• Data in this exercise
PR #3759, opened 2016-10-05
Allow inclusion of plugin assets on rails views

gdpelican:


gdpelican:
It would be really good for @HSalmon to give this a quick go (there are instructions in the PR), to see if it meets the use case we're looking for

HSalmon:
@gdpelican, happy to

PR #3764, opened 2016-10-07
[wip] Move assets to plugin

HSalmon:


HSalmon:
@gdpelican, can we talk about what remains to be done at some point?

gdpelican:
If you deploy to clone I'll smoke test it and we can merge.

HSalmon:
I'm using clone for group activation card, but will deploy if I can get sign-off on that feature

PR #3765, opened 2016-10-07
Delay bulk mail jobs

gdpelican:


gdpelican:
Hm, I'm a little nervous about this one, but don't know why. Happy to merge if you're happy with it @robguthrie (and I've already set BULK_EMAIL_DELAY to 60 sec in prod, so this will take effect on deploy)

config/initializers/event_bus.rb
```diff
@@ -22,7 +22,8 @@
 
   # send bulk emails after events
   Event::BULK_MAIL_KINDS.each do |kind|
-    config.listen("#{kind}_event") { |event| SendBulkEmailJob.perform_later(event.id) }
+    delay = ENV.fetch('BULK_MAIL_DELAY', 0).to_i.seconds
+    config.listen("#{kind}_event") { |event| SendBulkEmailJob.set(wait: delay).perform_later(event.id) }
```
robguthrie: What is the default priority? I'd like it to be top priority after the delay.

robguthrie: actually.. why don' we pass in the event rather than the event_id? then we would not have to have this fuzzy fail thing...right?

app/jobs/send_bulk_email_job.rb
```diff
@@ -1,6 +1,6 @@
 class SendBulkEmailJob < ActiveJob::Base
   def perform(event_id)
-    event = Event.find(event_id)
+    return unless event = Event.find_by(id: event_id)
```
robguthrie: then over here we could test if the event still exists?

robguthrie:
Yea.. something is fishy about this. Sorry my comments are scattered.

Honestly.. I wonder if we should stop this line of work, and move to "archive" comments rather than delete, then test if comment is archived before sending.

config/initializers/event_bus.rb
gdpelican: ActiveJob can't pass objects, only primitive types.

gdpelican: Actually, that might not be quite right. But it does throw DeserializationError when trying to reconstruct the event object, so finding it by id was easier.

config/initializers/event_bus.rb
```diff
@@ -22,7 +22,8 @@
 
   # send bulk emails after events
   Event::BULK_MAIL_KINDS.each do |kind|
-    config.listen("#{kind}_event") { |event| SendBulkEmailJob.perform_later(event.id) }
+    delay = ENV.fetch('BULK_MAIL_DELAY', 0).to_i.seconds
```
gdpelican: Yep. We have `LOOMIO_AB_TEST`, but I think I prefer `LMO_BULK_MAIL_DELAY` ??

Issue #3383, opened 2016-05-24
Links with @ in them get eaten and poorly digested 


rdbartlett:
I want to include this link in a comment but whichever way I try it gets borked. 

“Digital Tools Open Up Taiwan’s Democratic Imaginations” @audreyt https://medium.com/@audrey.tang/digital-tools-open-up-taiwans-democratic-imaginations-d8f80432305c

rdbartlett:
![screenshot_2016-05-24-09-15-47](https://cloud.githubusercontent.com/assets/970124/15495480/82b38d8e-2190-11e6-8f16-6b3f08fc0b68.png)

audreyt:
Workaround 1: https://medium.com/%40audrey.tang/digital-tools-open-up-taiwans-democratic-imaginations-d8f80432305c

Workaround 2: https://medium.com/p/d8f80432305c :-)

rdbartlett:
Haha whoops I didn't mean to mention you but thanks for the tip!

gdpelican:
I haven't said this before out loud, but have often thought it and will say it now for transparency's sake:

I have very little desire to muck around inside or around our markdown engine, because I feel that our markdown is a) pretty good-enough, and b) not used all that often by our users (ref mhjb's charts on the matter). So while I acknowledge that these kinds of things are bugs, they're not the kind of bugs I'm all that interested in fixing, short of several pointed complaints from non power users. <3

gdpelican:
I looked at this again. I think I want to write a `Mention` model, which will hang between a comment and a user, to resolve this, but it's too much work to prioritize right now (most of the work is around backwards compat). However, there's some perks to writing including:

- resolving #2782 
- allowing for some quite interesting metabase queries around who's mentioning whom (which sounds like something I'd like to unleash a dataviz gal / guy on)

gdpelican:
Turns out this isn't the case anymore, hooray our longest standing bug is now fixed!

PR #3780, opened 2016-10-12
Fix links with @ mentions in them

gdpelican:
For #3383


robguthrie:
don't know if this is good or not. happy to trust you.

gdpelican:
Yeah I'm not totally sure myself. It makes sense to me that mentions should have a space character in front of them in order to be mentions (this of course precludes links with @ in them), but I wonder if I'm missing some thing here.

gdpelican:
I'm closing this; links with @ don't feel important enough to risk if this breaks things.

PR #3781, opened 2016-10-12
Group activation progress bar

HSalmon:
Enable group activation progress card
[loomio_group_progress_card repo](https://github.com/loomio/loomio_group_progress_card)


angular/test/protractor/helpers/page_helper.coffee
```diff
@@ -40,9 +40,6 @@ module.exports = new class PageHelper
   findFirst: (selector) ->
     element.all(By.css(selector)).first()
 
-  clickLast: (selector) ->
```
gdpelican: I think we still need this; I can see a couple tests which still use this function

HSalmon: There were two identical versions of it in the file

gdpelican:
Ah, gotcha.

angular/core/models/group_model.coffee
```diff
@@ -169,3 +178,10 @@ angular.module('loomioApp').factory 'GroupModel', (DraftableModel, AppConfig) ->
 
     isSubgroupOfSecretParent: ->
       @isSubgroup() && @parent().privacyIsSecret()
+
+    setupComplete: ->
```
gdpelican: Either is ok with me. I've been curious about decorating JS models for a little bit now, but haven't had the occasion to get it to work yet.

HSalmon: Happy to make that change. Tests don't seem to be working unfortunately - would you mind walking me through that?

gdpelican:
Hey @HSalmon I've got a couple nitpicks (these are in reference to the plugin code, but there's not a PR there so no easy place to comment)

- I'm on the fence a bit as to whether to make this a membership experience, rather than a user one. It's kinda unintuitive to dismiss a card once, and then never show it again for any other group that you're a part of... seems like we'll get the maximum bang for our buck by showing this to any user that has an 'incomplete' group where they haven't dismissed the card yet.
- The 'dismissed' option with `display: none` is a little odd. Did you try
```
show: ->
  user.hasExperienced('dismissGroupCard')
```
?

- We can't merge this with loomio.school in the card link, since loomio.school isn't good yet. Suggest swapping out that link for a blog post of some kind. @rdbartlett?

PS: In the buyer experience branch, I've added support for adding ENV to a plugin's config. So in `config.yml`, you could write:

```
loomio_school_link: <%= ENV['LOOMIO_SCHOOL_LINK'] %>
```
And access it on the frontend with
```
AppConfig.pluginConfig('loomio_group_progress_card').loomio_school_link
```

We can do this after that buyer experience stuff is merged.

rdbartlett:
Yep we'll have a blog post ready soon. I'd say hold of deploying til we
have the article published.

gdpelican:
If a deploy's not imminent, I may port the ENV stuff over to this branch so we can store links in ENV now, because that is nifty. 

@HSalmon @robguthrie 
What are your thoughts on user vs membership experience? To be super clear,

A: User experience:
- I create a group, and dismiss the progress card. I never see the card ever again, no matter how many groups I start

B: Membership experience:
- Every time I create a group, I'm presented with a reminder of the 6 things I need to do in order to help activate my group.

A) strikes me as being slightly less annoying, but I think B) will result in way more group activations.

rdbartlett:
FWIW I had imagined it working like B.

robguthrie:
I think B is the right way to go too.

robguthrie:
I think you should use "URL" rather than Link, as a link is the gui element.

gdpelican:
B it is! Should be a pretty simple swap to

```
user.membershipFor($scope.group).hasExperienced('dismissGroupCard')
```

HSalmon:
Yeah, thanks folks, I'd actually already implemented this - just haven't pushed it up :)

PR #3783, opened 2016-10-13
Use cache queries instead of has_many for comment serialization

gdpelican:
Looking at improving the performance of the events#index route (the one which loads events for the activity card)

Here's a recent extra-long query (this one took 2,700 ms):
screen shot 2016-10-13 at 1 08 47 am

A huge chunk of that time was taken querying for attachments and users (likers, in this case)

To combat this, I've added some queries to the EventCollection class, which will allow us to make a single query for all likers, attachments, or mentions (3 queries total) in the specified events, rather than having to do single queries for each of them (this added up to ~50 queries in the request above)

### DIFF
--- a/app/models/event_collection.rb
+++ b/app/models/event_collection.rb
@@ -10,6 +10,32 @@ class EventCollection
   end
 
   def serialize!(scope = {})
-    Events::ArraySerializer.new(self, scope: scope).as_json
+    Events::ArraySerializer.new(self, scope: default_scope.merge(scope)).as_json
+  end
+
+  private
+
+  def default_scope
+    { cache: { likers: likers, attachments: attachments, mentions: mentions } }
+  end
+
+  def likers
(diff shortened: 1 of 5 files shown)


app/models/event_collection.rb
```diff
@@ -10,6 +10,32 @@ def any?
...
+
+  def likers
+    @likers ||= User.joins(:comment_votes)
+                    .select('users.*').select('comment_votes.comment_id')
+                    .where('comment_votes.comment_id': event_comment_ids)
+                    .group_by(&:comment_id)
+  end
+
+  def mentions
+    @mentions ||= Comment.find(event_comment_ids).map { |c| [c.id, c.mentioned_usernames] }.to_h
```
gdpelican: I believe this will allow us, in another iteration, to be smart about who we highlighting as mentions (ie, only highlight members of the group, or people who have actually been notified of the mention)

PR #3795, opened 2016-10-18
Tweak language + add character count

HSalmon:
[Trello card](https://trello.com/c/gD1klyvH/2046-2-tweak-ask-to-join-form-language-add-character-count)

screen shot 2016-10-18 at 3 33 38 pm

screen shot 2016-10-18 at 3 38 39 pm

### DIFF
--- a/app/models/membership_request.rb
+++ b/app/models/membership_request.rb
@@ -8,6 +8,8 @@ class MembershipRequest < ActiveRecord::Base
 
   validates :group, presence: true
 
+  validates_length_of :introduction, maximum: 250
+
   belongs_to :group
   belongs_to :requestor, class_name: 'User'
   belongs_to :user, foreign_key: 'requestor_id' # duplicate relationship for eager loading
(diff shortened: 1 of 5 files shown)


app/models/membership_request.rb
```diff
@@ -8,6 +8,8 @@ class MembershipRequest < ActiveRecord::Base
 
   validates :group, presence: true
 
+  validates_length_of :introduction, maximum: 250
```
gdpelican: I'm nervous about this - there's about 5000 records in the database that have more than 250 sized introductions. What will happen to them?

HSalmon: @robguthrie, @rdbartlett, thoughts?

rdbartlett:
The intention is to change user behaviour. 

The field currently says "Introduce yourself", so people are writing great introductions. But then there is no clean UX to take that introduction content and share it with the group. E.g. once you've approved their request to join, there's no link to get to the membership_requests page, where the intro content lives.

So we want to change this field so it is more like 'knock knock let me in'.

I don't know about the best way to handle the old records, but I would have thought the length validation is only going to get in the way when records are updated right?

app/models/membership_request.rb
gdpelican: Pretty sure you want this:
http://stackoverflow.com/a/28603293

Issue #3033, opened 2016-02-29
Strip markdown for meta tags


mhjb:
![image](https://cloud.githubusercontent.com/assets/1380991/13406958/feff96d2-df8a-11e5-8a6f-79fc5f9a1eb7.png)

robguthrie:
Interesting. Maybe we can strip markdown for the meta tags.

gdpelican:
I'll take care of this in the logged out angular branch.

gdpelican:
Doesn't appear to be an out-of-the-box thingy for ruby, which is a little odd.

I think I'm going to port over this thingy from node:
https://github.com/stiang/remove-markdown

Yay making a gem!

mhjb:
Here's kinda the reverse issue — it would be nice if shareable links for public groups had the group's metadata:

![image](https://cloud.githubusercontent.com/assets/1380991/16864634/84bdb5b4-4ab2-11e6-9c91-48bf615b2567.png)

PR #3801, opened 2016-10-19
Strip markdown for meta tags

gdpelican:
For #3033 

I just found out Redcarpet comes bundled with a markdown stripper! 🍰 🎉


mhjb:
Worth doing this to search results too?

PR #3804, opened 2016-10-19
Fold inbox and notifications query into current user data [WIP|Experiment]

gdpelican:


angular/core/components/proposal_redirect/proposal_redirect_controller.coffee
```diff
@@ -1,11 +1,12 @@
...
   $rootScope.$broadcast('currentComponent', 'proposalRedirect')
   Records.proposals.findOrFetchById($routeParams.key).then (proposal) =>
     Records.discussions.findOrFetchById(proposal.discussionId).then (discussion) =>
-      params = {proposal: proposal.key}
+      params = {}
       if $location.search().position?
         params.position = $location.search().position
-      $location.url LmoUrlService.discussion discussion, params
+        $location.search 'position', null
+      $timeout -> $location.path LmoUrlService.proposal proposal, params
```
gdpelican: This broke and I don't know why. Pulling it out of the digest loop fixed it, tho

app/controllers/api/profile_controller.rb
```diff
@@ -54,7 +54,7 @@ def resource_serializer
     if current_user == restricted_user
       Restricted::UserSerializer
     else
-      CurrentUserSerializer
+      Full::UserSerializer
```
gdpelican: Since we have the concept of `Full` serializers now (ie, serializers which include child records), makes sense to move the CurrentUserSerializer under that umbrella.

app/models/current_user_data.rb
```diff
@@ -0,0 +1,43 @@
+CurrentUserData = Struct.new(:user, :restricted) do
+  def data
+    serializer.new(user, scope: serializer_scope, root: :current_user).as_json.tap do |json|
+      json[:current_user].except!(:group_ids, :membership_ids)
```
gdpelican: It interferes with our `groupIds()` method on the frontend if these get serialized out. (Normally when you use `has_many` with ActiveModel::Serializers, it includes the ids of the child record with the parent. We don't actually care about that though.)

app/models/current_user_data.rb
```diff
@@ -0,0 +1,43 @@
...
+    if restricted
+      Restricted::UserSerializer
+    else
+      Full::UserSerializer
+    end
+  end
+
+  def serializer_scope
+    { memberships: memberships }.tap do |hash|
+      hash.merge!(
```
gdpelican: Only serialize out unread threads, readers, and notifications if the user is fully logged in

gdpelican: Always serialize out memberships, because restricted users need em and logged out users don't have any.

gdpelican:
@robguthrie A CR here would be great.

Do you agree that rolling information into the initial payload is a good way to go? I think this'll shave some significant time off of our page load, but keen to test that hypothesis on clone once it's free.

app/models/current_user_data.rb
robguthrie: Looks good.. except .. I thought we did not have a concept of readers in the client. We mush readers into discussions eh? Would to mind refereshing me as to why we're sending readers over?

robguthrie:
Happy to give it a go. Looks like an improvement when we don't have to check if records are loaded in some places.

I was kind of expecting us to move towards more, smaller API requests, but happy to go this way if it makes sense.

Are you having a good time with the new AMS?

app/models/current_user_data.rb
gdpelican: Oh, yes, it's a bit odd, eh. When the DiscussionSerializer is doing it's thang, it checks the scope to see if there is a `:reader_cache`, and pulls readers from that, so that we can do one reader query for _all_ discussions being serialized, rather than one query for _each_ discussion being serialized (this is the same reasoning behind serializing out all memberships, or all notifications here, rather than passing them through `has_many`).

This scope is also shared by every model that is serialized, so if a user is serializing out a bunch of memberships, the UserSerializer and MembershipSerializer are looking at the same scope.

So, we're not actually serializing out discussion readers separately, just loading them together so that the DiscussionSerializer can pick through the ones that it wants without making a separate query.

(We need to do this because there's no inbox query anymore, so this is where we get all unread threads for a user now, and in order for the client to think they're unread it needs the reader data fused onto the discussion)

gdpelican:
I would have thought that too, and I won't deploy this without a pretty solid perf test on clone which says this is better, but since we're doing sequential requests on every page load, makes sense to at least try this approach.

robguthrie:
sounds great. 🍏

gdpelican:
We're still on ancient AWS, but I think we've figured out all the weird, undocumented back alleys towards 

A couple of attempts to upgrade to latest have been less than successful IIRC because embedding ids isn't very well supported

gdpelican:
Heh, a quick run of this on clone has this running _way_ slower because it's loading up, like, all unread discussions ever (1500 for me). I'll have to tweak and try again at some point.

PR #3807, opened 2016-10-20
optimise images

rdbartlett:
I ran ImageOptim across app/assets/images and losslessly saved 126.5KB oh my goodness!

No big deal, but I reckon it's worth doing from time to time.


gdpelican:
Hey @rdbartlett would you be willing to repeat this process for `public/img`? That's where all the images we use in-app live.

PR #3809, opened 2016-10-25
Serve correct background image for viewport size

gdpelican:


gdpelican:
Mind CR'ing this @robguthrie ? It's simple but I think it does the trick well enough for the first time around.

rdbartlett:
This makes me happy.

I wonder if we should take this opportunity to add more sizes? I'm especially thinking of HD screens, e.g a 13" Retina is 2560px wide.

angular/core/services/viewport_service.coffee
```diff
@@ -0,0 +1,10 @@
+angular.module('loomioApp').factory 'ViewportService', ($window) ->
+  new class ViewportService
+
+    width: ->
```
robguthrie: I'm uncomfortable about taking one "width" which is an int and returning another which is a string representing some size.

I think i'd more more happy with 'size' rather than 'width'.. or even approximateSize.

how does that sound?

robguthrie:
Extra sizes are a different problem.. but now much easier to solve..

PR #3813, opened 2016-10-26
update qa checkist

robguthrie:
as discussed at last product meeting:
Test on production after deploy of code which touches core workflows.


gdpelican:
🍏

PR #3816, opened 2016-10-27
[Wip] Intro carousel

HSalmon:
[PR on loomio_group_progress_card plugin](https://github.com/loomio/loomio_group_progress_card/pull/2)


angular/core/components/group_page/group_page.haml
```diff
@@ -1,20 +1,21 @@
...
-      .lmo-group-column-right
-        %outlet{name: "before_group_column_right", model: "groupPage.group"}
-        %gift_card{group: "groupPage.group"}
-        %upgrade_plan_card{group: "groupPage.group"}
-        %membership_requests_card{group: "groupPage.group"}
-        %members_card{group: "groupPage.group"}
-        %group_previous_proposals_card{group: "groupPage.group"}
-        %subgroups_card{group: "groupPage.group"}
-        %group_help_card{group: "groupPage.group"}
+    %outlet{name: "before_group_page", model: "groupPage.group"}
```
gdpelican: Whoa, I don't think we can nest things inside outlets.

Also, I know it's a little strange, but our convention so far has been `string-of-beads` outlet names, rather than `train_cars`

gdpelican:
I had a good time playing with this on clone. A couple nit picks:

- There's still a dip on slide transition, but I was able to fix it by making the 'close' button absolutely positioned in the top right
- cursor: pointer on the 'jewels' at the bottom of the slider

gdpelican:
@HSalmon I'm just seeing one failing test after merging master in (looks like an old one). Care to check that out and then we'll merge this?

PR #3831, opened 2016-11-01
Add animations to toast message

gdpelican:
Looks like this: https://drive.google.com/open?id=0B7rFWNdVhCDFNVFXUmp0N0JUUFU

### DIFF
--- a/.env.development
+++ b/.env.development
@@ -7,4 +7,3 @@ SMTP_DOMAIN=localhost
 SUPPORT_EMAIL="support <support@localhost>"
 # SMTP_SERVER=localhost
 # SMTP_PORT=1025
-FLASH_TIMEOUT_SHORT=1000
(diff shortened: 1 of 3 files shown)


gdpelican:
Hey @rdbartlett @mhjb , what do you think?

rdbartlett:
I think it looks fine, and the movement will likely make the message more noticeable.

I was expecting to see it work like it does in the spec though, i.e. popping up like toast: https://material.google.com/components/snackbars-toasts.html#snackbars-toasts-specs

mhjb:
+1 for Material-style

gdpelican:
Yeah I'm not planning on putting more Material into the app until we make a decision as a team that this is something we want to adopt more fully. Also the material components we have put in have been broken and not x-browser compatible.

mhjb:
Interesting — sounds like a useful conversation to have. But here I'm just thinking imitate Material in how the animation looks, rather than actually adding a Material component

PR #3846, opened 2016-11-04
missing translations for vote buttons

fauno:
we had a missing translation for the commitment alt button and then i noticed the others were in english :)


gdpelican:
Thanks @fauno !

PR #3857, opened 2016-11-08
enable data export from admin panel

robguthrie:
This adds a "toggle data export" button to the groups show page.

It also adds a features object much like the experiences object, for storing which features are enabled and any details we need about them.

### DIFF
--- a/app/models/ability.rb
+++ b/app/models/ability.rb
@@ -66,8 +66,7 @@ class Ability
     end
 
     can :export, Group do |group|
-      user.is_admin? or
-      (user_is_admin_of?(group.id) && group.enabled_beta_features.include?('export'))
+      user_is_admin_of?(group.id) && group.features['dataExport']
     end
 
     can [:members_autocomplete,
--- a/app/admin/groups.rb
+++ b/app/admin/groups.rb
@@ -151,6 +151,15 @@ ActiveAdmin.register Group do
       end
     end
 
+    panel 'Data export' do
+      export_enabled = group.features['dataExport']
+      form action: toggle_export_admin_group_path(group), method: :post do |f|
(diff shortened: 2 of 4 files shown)


robguthrie:
I've tested this. I don't think there is much to worry about.. @gdpelican can you tell me if this needs more QA or anything?

gdpelican:
Looks great to me. 

Do you think we could (would it be smart to, not should we do it right now) move some other flags, like whether a group is experimental or not, into features?

robguthrie:
yes, I do think we should do that. it's a nice way to keep plugin specific
stuff out of the main schema.

robguthrie:
deploying to clone now.

gdpelican:
What's the difference between 'features' and 'experiences' on groups?

robguthrie:
In my mind, features are things that the group can do or use. Like, which comment form widget they are using. Or if they have data export.

Experiences is where we record that the group has done something, like seen a modal, or pushed a button.

robguthrie:
Would could mix them up.. but I don't think that would be helpful in the long run.

gdpelican:
Sounds good to me

app/models/ability.rb
```diff
@@ -66,8 +66,7 @@ def initialize(user)
     end
 
     can :export, Group do |group|
-      user.is_admin? or
```
mhjb: @robguthrie how come you took this out?

robguthrie: i guess it was because it's an undocumented thing.

Happy to put it back in if you like. Sorry for the inconvenience.

mhjb: I understand user.is_admin = true means user has access to loomio.org/admin, eh?

robguthrie: yes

• Your task
Only lines with the word "loading" are wanted. Find and copy them from the records above.

• Answer to this task
   belongs_to :user, foreign_key: 'requestor_id' # duplicate relationship for eager loading
So, we're not actually serializing out discussion readers separately, just loading them together so that the DiscussionSerializer can pick through the ones that it wants without making a separate query.
Heh, a quick run of this on clone has this running _way_ slower because it's loading up, like, all unread discussions ever (1500 for me). I'll have to tweak and try again at some point.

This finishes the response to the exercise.